The Cabin at the End of the World by Paul Tremblay Book Review


Paul Tremblay’s long awaited and much anticipated follow-up to “Disappearance at Devil’s Rock” and “A Head Full of Ghosts” certainly lived up to the hype and delivered another ambiguous ending for readers to decide if the supernatural forces at work are beyond the scope of human understanding or if they’re merely the delusions and madness of man.

The Cabin at the End of the World starts with a parent’s worst nightmare. A stranger approaches Wen, the adopted daughter of Andrew and Eric, and the situation quickly escalates into a home invasion. If this isn’t terrifying enough, these four strangers come with a message for Eric, Andrew, and Wen which will forever alter the course of their lives.

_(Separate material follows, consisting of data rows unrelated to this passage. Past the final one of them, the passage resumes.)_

Issue #5778, opened 2020-11-03
kubernetes-java-client watch time unit error


EvanLjp:
Please answer these questions before submitting your issue.

- Why do you submit this issue?

- [ ] Bug
https://github.com/kubernetes-client/java/pull/1344
in Kubernetes-java-client, the millisecond is used to deliver to the API server.
but the unit in the API server is Second.

PR: https://github.com/apache/skywalking/pull/5777

wu-sheng:
We should fix this after new k8s-java-client released.

wu-sheng:
@EvanLjp I can see the 8.0.2 k8s-client-java released in May only. https://search.maven.org/artifact/io.kubernetes/client-java

It seems like 8.x is not updated, could you take a look, and evaluate, whether do we need to upgrade? @hanahmily Please take a look too.

EvanLjp:
![image](https://user-images.githubusercontent.com/31562192/105953441-236f3a00-60ae-11eb-8d1c-dccbaf3c1b05.png)
I have checked the released package recently and found only fixed in the `10.01` and `11`  version.

wu-sheng:
Yes, clearly, 8.x is not maintained. When you have time, please consider to upgrade this client lib to resolve this issue.

EvanLjp:
ok

wu-sheng:
It is not that urgent, but we should fix this :)

PR #6327, opened 2021-02-05
Add some defensive codes for NPE and bump up Kubernetes client version to expose exception stack trace

kezhenxu94:


kezhenxu94:
The Kubernetes-client swallowed the exception stack, I bump up the version (minimal) to include https://github.com/kubernetes-client/java/pull/1164 , also added some defensive codes for NPE

wu-sheng (commented):
I think you missed dependency check file, and License update

wu-sheng (approved):
LGTM.

@EvanLjp As k8s-client has been upgraded to 10.0. Your #5778 could continue.

kezhenxu94:
> LGTM.
> 
> @EvanLjp As k8s-client has been upgraded to 10.0. Your #5778 could continue.

That's not the case, I've checked that issue and the bug kubernetes-client/java#1344 is only included in 11.0, and there are API changes affected our uses in 11.0 so I just keep it under 11.0, when dealing with #5778 the k8s-client needs another upgrade and some APIs adjustments

PR #6328, opened 2021-02-05
fix bug about memory leak; Detail info @see https://github.com/apache…

gaoweijie:
…/skywalking/issues/6301

- [x] Verify that the fix works.
image
image

these 2 parameters are the case of over-design, which makes things too complex. We agree, we should remove these 2 parameters, and also create span before method, and stop after that. 
1、remove these 2 parameters（close_before_method=true & close_ after_ Method）, and also create span before method, and stop after that. 
2、add  span isActive judgment logic.
3、This will be better when we also upload some common info such as method name and request param info. The actual effect can refer to the verification picture provided above

- [x] If this pull request closes/resolves/fixes an existing issue, replace the issue number. Closes #<6301>.


FranklinZhang1992 (approved):
This looks good to me!

kezhenxu94:
Duplicate of #6329

PR #6329, opened 2021-02-05
fix bug; Detail info see #6328

gaoweijie:
…/skywalking/issues/6301

- [x] Verify that the fix works.
image
image
image

these 2 parameters are the case of over-design, which makes things too complex. We agree, we should remove these 2 parameters, and also create span before method, and stop after that.
1、remove these 2 parameters（close_before_method=true & close_ after_ Method）, and also create span before method, and stop after that.
2、add span isActive judgment logic.
3、This will be better when we also upload some common info such as method name and request param info. The actual effect can refer to the verification picture provided above

- [x] If this pull request closes/resolves/fixes an existing issue, replace the issue number. Closes #<6301>.


apm-protocol/apm-network/src/main/java/org/apache/skywalking/apm/network/trace/component/ComponentsDefine.java
```diff
@@ -194,4 +194,6 @@
     public static final OfficialComponent APACHE_CXF = new OfficialComponent(105, "Apache-CXF");
 
     public static final OfficialComponent DOLPHIN_SCHEDULER = new OfficialComponent(106, "dolphinscheduler");
+
+    public static final OfficialComponent CUSTOM_ENHANCE = new OfficialComponent(999, "custom-enhance");
```
wu-sheng, line 198: We don't need component id for local span.

apm-sniffer/apm-agent-core/src/main/java/org/apache/skywalking/apm/agent/core/context/trace/SpanLayer.java
```diff
@@ -19,7 +19,7 @@
 package org.apache.skywalking.apm.agent.core.context.trace;
 
 public enum SpanLayer {
-    DB(1), RPC_FRAMEWORK(2), HTTP(3), MQ(4), CACHE(5);
+    DB(1), RPC_FRAMEWORK(2), HTTP(3), MQ(4), CACHE(5), CUSTOM_ENHANCE(9);
```
wu-sheng, line 22: This is illegal.

apm-sniffer/apm-agent-core/src/main/java/org/apache/skywalking/apm/agent/core/context/trace/SpanLayer.java
```diff
@@ -50,4 +50,8 @@ public static void asHttp(AbstractSpan span) {
     public static void asMQ(AbstractSpan span) {
         span.setLayer(SpanLayer.MQ);
     }
+
+    public static void asCustomEnhance(AbstractSpan span) {
```
wu-sheng, line 54: Illegal.

apm-sniffer/optional-plugins/customize-enhance-plugin/src/main/java/org/apache/skywalking/apm/plugin/customize/interceptor/BaseInterceptorMethods.java
```diff
@@ -35,54 +38,63 @@
...
+        // collect request info.
+        Tags.CUSTOM.PARAMS.set(span, requestInfo);
+        // collect method info.
+        Tags.CUSTOM.METHOD.set(span, MethodConfiguration.getMethodName(configuration));
     }
 
     void afterMethod(Method method) {
-        if (!MethodConfiguration.isCloseAfterMethod(CustomizeConfiguration.INSTANCE.getConfiguration(method))) {
+        // fix ThreadLocal memory leak bug.
+        // Resolves #6301 https://github.com/apache/skywalking/issues/6301
```
wu-sheng, line 96: Don't put this issue link in the codes

oap-server/server-bootstrap/src/main/resources/component-libraries.yml
```diff
@@ -350,6 +350,10 @@ Apache-CXF:
 dolphinscheduler:
   id: 106
   languages: Java
+# The id of supported Java component library can be increased in order (usually less than 999) and written here.
```
wu-sheng, line 353: Illegal.

apm-sniffer/apm-agent-core/src/main/java/org/apache/skywalking/apm/agent/core/context/tag/Tags.java
```diff
@@ -98,6 +98,12 @@ private Tags() {
         public static final StringTag HEADERS = new StringTag(14, "http.headers");
     }
 
+    public static final class CUSTOM {
```
wu-sheng, line 101: If you want to add new feature, you need a new PR and issue.

wu-sheng (changes requested):
I think you miss
1. document not update.
2. plugin test cases not update
3. changlog not update

Key point, you should not put unrelated and undiscussed things in one pull reques. Especially, you should not change design without PMC approval.

apm-sniffer/apm-agent-core/src/main/java/org/apache/skywalking/apm/agent/core/context/trace/SpanLayer.java
gaoweijie: Does this mean that new enumeration values are not allowed to be added,  or must the code of the added enumeration value be incremented（CUSTOM_ENHANCE(6)  ？）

From page one, the tension and dread are palpable, and it doesn’t let up until the last page is turned. The strength of Tremblay’s characters is what drives the typical home invasion plot into something more than the cliches we’ve come to expect from Hollywood or other horror novels splattered with blood and gore. That isn’t to say Tremblay doesn’t tread into those waters. There is indeed a fair amount of blood and gore in this book, but it isn’t to satisfy some serial killer’s bloodlust or for Tremblay to describe hideous events to shock the audience. There is a method to this madness, and there is a necessity to the bloodshed.

If there is any criticism to level against the novel, it is a personal one. I’m not a big fan of ambiguous endings. The three novels I’ve read by Tremblay all have ended with ambiguity, but in my opinion, the strength of the plot is the deal breaker on whether or not the books are satisfying despite their endings. “A Head Full of Ghosts” was incredibly satisfying with the plot, so the ambiguous ending didn’t bother me as much. “Disappearance at Devil’s Rock” was the opposite as I wasn’t quite as drawn into the plot as I was with “A Head Full of Ghosts.” Being as how I was split down the middle with these novels, “The Cabin at the End of the World” was going to be the tie-breaker on whether or not I would consider myself a fan of Tremblay. Luckily, “The Cabin at the End of the World” was a much better reading experience than “Disappearance at Devil’s Rock” so I will be reading Tremblay’s next novel whenever it may come out.

Overall, “The Cabin at the End of the World” lives up to its hype and will likely make a lot of Top 10 of 2018 book lists.